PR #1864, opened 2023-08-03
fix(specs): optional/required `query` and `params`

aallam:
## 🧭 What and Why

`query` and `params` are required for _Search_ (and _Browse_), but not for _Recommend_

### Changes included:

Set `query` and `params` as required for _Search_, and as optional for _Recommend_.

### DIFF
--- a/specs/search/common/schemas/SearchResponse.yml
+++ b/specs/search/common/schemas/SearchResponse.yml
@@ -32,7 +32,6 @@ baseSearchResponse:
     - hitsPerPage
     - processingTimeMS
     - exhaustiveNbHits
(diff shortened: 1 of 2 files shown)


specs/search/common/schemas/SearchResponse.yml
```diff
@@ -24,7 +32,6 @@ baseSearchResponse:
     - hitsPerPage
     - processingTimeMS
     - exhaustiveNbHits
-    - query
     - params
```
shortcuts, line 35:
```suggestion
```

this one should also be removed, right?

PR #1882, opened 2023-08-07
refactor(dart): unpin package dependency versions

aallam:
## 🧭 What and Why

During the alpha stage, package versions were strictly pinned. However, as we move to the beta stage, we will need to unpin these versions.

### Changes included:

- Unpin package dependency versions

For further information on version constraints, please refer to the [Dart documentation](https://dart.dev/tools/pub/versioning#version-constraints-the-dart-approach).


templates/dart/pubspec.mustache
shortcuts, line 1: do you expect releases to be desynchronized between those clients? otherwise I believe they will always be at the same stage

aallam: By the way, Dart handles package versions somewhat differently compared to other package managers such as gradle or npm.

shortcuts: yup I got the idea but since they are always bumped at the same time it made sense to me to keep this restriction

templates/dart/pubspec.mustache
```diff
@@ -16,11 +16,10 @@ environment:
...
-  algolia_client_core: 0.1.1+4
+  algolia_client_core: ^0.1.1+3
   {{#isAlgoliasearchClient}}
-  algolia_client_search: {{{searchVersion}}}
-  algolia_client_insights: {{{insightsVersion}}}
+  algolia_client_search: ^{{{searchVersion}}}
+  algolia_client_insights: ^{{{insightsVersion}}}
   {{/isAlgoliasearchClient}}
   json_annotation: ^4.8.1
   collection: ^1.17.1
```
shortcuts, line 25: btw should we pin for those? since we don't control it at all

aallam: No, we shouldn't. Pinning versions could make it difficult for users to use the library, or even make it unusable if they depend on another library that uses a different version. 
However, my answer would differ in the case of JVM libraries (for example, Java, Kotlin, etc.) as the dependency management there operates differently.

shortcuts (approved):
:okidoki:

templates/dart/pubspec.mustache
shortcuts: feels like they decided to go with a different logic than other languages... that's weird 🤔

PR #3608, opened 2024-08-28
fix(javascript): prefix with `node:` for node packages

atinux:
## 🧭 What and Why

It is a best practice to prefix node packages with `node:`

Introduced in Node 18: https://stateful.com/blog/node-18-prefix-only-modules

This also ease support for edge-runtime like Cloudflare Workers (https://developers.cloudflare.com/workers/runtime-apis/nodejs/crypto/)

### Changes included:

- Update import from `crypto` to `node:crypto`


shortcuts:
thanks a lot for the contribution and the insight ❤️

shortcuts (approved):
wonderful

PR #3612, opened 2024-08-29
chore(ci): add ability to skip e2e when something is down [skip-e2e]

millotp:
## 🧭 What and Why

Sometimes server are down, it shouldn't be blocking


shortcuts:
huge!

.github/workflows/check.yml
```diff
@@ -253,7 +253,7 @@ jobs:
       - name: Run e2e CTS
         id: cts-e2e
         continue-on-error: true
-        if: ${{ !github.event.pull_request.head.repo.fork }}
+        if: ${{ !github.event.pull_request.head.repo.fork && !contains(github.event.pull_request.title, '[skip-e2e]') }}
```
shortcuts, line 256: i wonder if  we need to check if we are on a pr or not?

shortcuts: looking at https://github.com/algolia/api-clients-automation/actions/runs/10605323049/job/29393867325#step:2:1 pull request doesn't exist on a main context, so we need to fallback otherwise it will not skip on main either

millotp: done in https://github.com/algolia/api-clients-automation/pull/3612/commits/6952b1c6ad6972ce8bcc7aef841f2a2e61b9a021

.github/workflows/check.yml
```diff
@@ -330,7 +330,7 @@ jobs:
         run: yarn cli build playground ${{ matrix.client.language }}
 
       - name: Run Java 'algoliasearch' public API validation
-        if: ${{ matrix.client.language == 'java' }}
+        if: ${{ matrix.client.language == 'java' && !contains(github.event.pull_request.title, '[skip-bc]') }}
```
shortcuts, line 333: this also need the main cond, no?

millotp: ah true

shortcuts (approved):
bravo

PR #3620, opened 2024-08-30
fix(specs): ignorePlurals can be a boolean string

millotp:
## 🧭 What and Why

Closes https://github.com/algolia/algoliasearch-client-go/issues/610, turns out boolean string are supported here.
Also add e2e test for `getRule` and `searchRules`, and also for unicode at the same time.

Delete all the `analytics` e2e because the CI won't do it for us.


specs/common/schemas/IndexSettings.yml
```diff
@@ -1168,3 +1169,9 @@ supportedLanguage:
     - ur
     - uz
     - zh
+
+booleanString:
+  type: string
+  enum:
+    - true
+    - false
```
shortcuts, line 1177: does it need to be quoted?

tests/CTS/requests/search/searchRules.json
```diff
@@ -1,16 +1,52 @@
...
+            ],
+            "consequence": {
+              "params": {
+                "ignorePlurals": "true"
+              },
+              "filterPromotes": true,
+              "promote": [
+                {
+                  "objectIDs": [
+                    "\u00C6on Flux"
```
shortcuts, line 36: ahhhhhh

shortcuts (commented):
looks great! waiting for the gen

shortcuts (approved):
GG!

════════════════════

- _Directions_
Restate the data above word for word, omitting nothing.

- _Solution to the problem_
PR #1864, opened 2023-08-03
fix(specs): optional/required `query` and `params`

aallam:
## 🧭 What and Why

`query` and `params` are required for _Search_ (and _Browse_), but not for _Recommend_

### Changes included:

Set `query` and `params` as required for _Search_, and as optional for _Recommend_.

### DIFF
--- a/specs/search/common/schemas/SearchResponse.yml
+++ b/specs/search/common/schemas/SearchResponse.yml
@@ -32,7 +32,6 @@ baseSearchResponse:
     - hitsPerPage
     - processingTimeMS
     - exhaustiveNbHits
(diff shortened: 1 of 2 files shown)


specs/search/common/schemas/SearchResponse.yml
```diff
@@ -24,7 +32,6 @@ baseSearchResponse:
     - hitsPerPage
     - processingTimeMS
     - exhaustiveNbHits
-    - query
     - params
```
shortcuts, line 35:
```suggestion
```

this one should also be removed, right?

PR #1882, opened 2023-08-07
refactor(dart): unpin package dependency versions

aallam:
## 🧭 What and Why

During the alpha stage, package versions were strictly pinned. However, as we move to the beta stage, we will need to unpin these versions.

### Changes included:

- Unpin package dependency versions

For further information on version constraints, please refer to the [Dart documentation](https://dart.dev/tools/pub/versioning#version-constraints-the-dart-approach).


templates/dart/pubspec.mustache
shortcuts, line 1: do you expect releases to be desynchronized between those clients? otherwise I believe they will always be at the same stage

aallam: By the way, Dart handles package versions somewhat differently compared to other package managers such as gradle or npm.

shortcuts: yup I got the idea but since they are always bumped at the same time it made sense to me to keep this restriction

templates/dart/pubspec.mustache
```diff
@@ -16,11 +16,10 @@ environment:
...
-  algolia_client_core: 0.1.1+4
+  algolia_client_core: ^0.1.1+3
   {{#isAlgoliasearchClient}}
-  algolia_client_search: {{{searchVersion}}}
-  algolia_client_insights: {{{insightsVersion}}}
+  algolia_client_search: ^{{{searchVersion}}}
+  algolia_client_insights: ^{{{insightsVersion}}}
   {{/isAlgoliasearchClient}}
   json_annotation: ^4.8.1
   collection: ^1.17.1
```
shortcuts, line 25: btw should we pin for those? since we don't control it at all

aallam: No, we shouldn't. Pinning versions could make it difficult for users to use the library, or even make it unusable if they depend on another library that uses a different version. 
However, my answer would differ in the case of JVM libraries (for example, Java, Kotlin, etc.) as the dependency management there operates differently.

shortcuts (approved):
:okidoki:

templates/dart/pubspec.mustache
shortcuts: feels like they decided to go with a different logic than other languages... that's weird 🤔

PR #3608, opened 2024-08-28
fix(javascript): prefix with `node:` for node packages

atinux:
## 🧭 What and Why

It is a best practice to prefix node packages with `node:`

Introduced in Node 18: https://stateful.com/blog/node-18-prefix-only-modules

This also ease support for edge-runtime like Cloudflare Workers (https://developers.cloudflare.com/workers/runtime-apis/nodejs/crypto/)

### Changes included:

- Update import from `crypto` to `node:crypto`


shortcuts:
thanks a lot for the contribution and the insight ❤️

shortcuts (approved):
wonderful

PR #3612, opened 2024-08-29
chore(ci): add ability to skip e2e when something is down [skip-e2e]

millotp:
## 🧭 What and Why

Sometimes server are down, it shouldn't be blocking


shortcuts:
huge!

.github/workflows/check.yml
```diff
@@ -253,7 +253,7 @@ jobs:
       - name: Run e2e CTS
         id: cts-e2e
         continue-on-error: true
-        if: ${{ !github.event.pull_request.head.repo.fork }}
+        if: ${{ !github.event.pull_request.head.repo.fork && !contains(github.event.pull_request.title, '[skip-e2e]') }}
```
shortcuts, line 256: i wonder if  we need to check if we are on a pr or not?

shortcuts: looking at https://github.com/algolia/api-clients-automation/actions/runs/10605323049/job/29393867325#step:2:1 pull request doesn't exist on a main context, so we need to fallback otherwise it will not skip on main either

millotp: done in https://github.com/algolia/api-clients-automation/pull/3612/commits/6952b1c6ad6972ce8bcc7aef841f2a2e61b9a021

.github/workflows/check.yml
```diff
@@ -330,7 +330,7 @@ jobs:
         run: yarn cli build playground ${{ matrix.client.language }}
 
       - name: Run Java 'algoliasearch' public API validation
-        if: ${{ matrix.client.language == 'java' }}
+        if: ${{ matrix.client.language == 'java' && !contains(github.event.pull_request.title, '[skip-bc]') }}
```
shortcuts, line 333: this also need the main cond, no?

millotp: ah true

shortcuts (approved):
bravo

PR #3620, opened 2024-08-30
fix(specs): ignorePlurals can be a boolean string

millotp:
## 🧭 What and Why

Closes https://github.com/algolia/algoliasearch-client-go/issues/610, turns out boolean string are supported here.
Also add e2e test for `getRule` and `searchRules`, and also for unicode at the same time.

Delete all the `analytics` e2e because the CI won't do it for us.


specs/common/schemas/IndexSettings.yml
```diff
@@ -1168,3 +1169,9 @@ supportedLanguage:
     - ur
     - uz
     - zh
+
+booleanString:
+  type: string
+  enum:
+    - true
+    - false
```
shortcuts, line 1177: does it need to be quoted?

tests/CTS/requests/search/searchRules.json
```diff
@@ -1,16 +1,52 @@
...
+            ],
+            "consequence": {
+              "params": {
+                "ignorePlurals": "true"
+              },
+              "filterPromotes": true,
+              "promote": [
+                {
+                  "objectIDs": [
+                    "\u00C6on Flux"
```
shortcuts, line 36: ahhhhhh

shortcuts (commented):
looks great! waiting for the gen

shortcuts (approved):
GG!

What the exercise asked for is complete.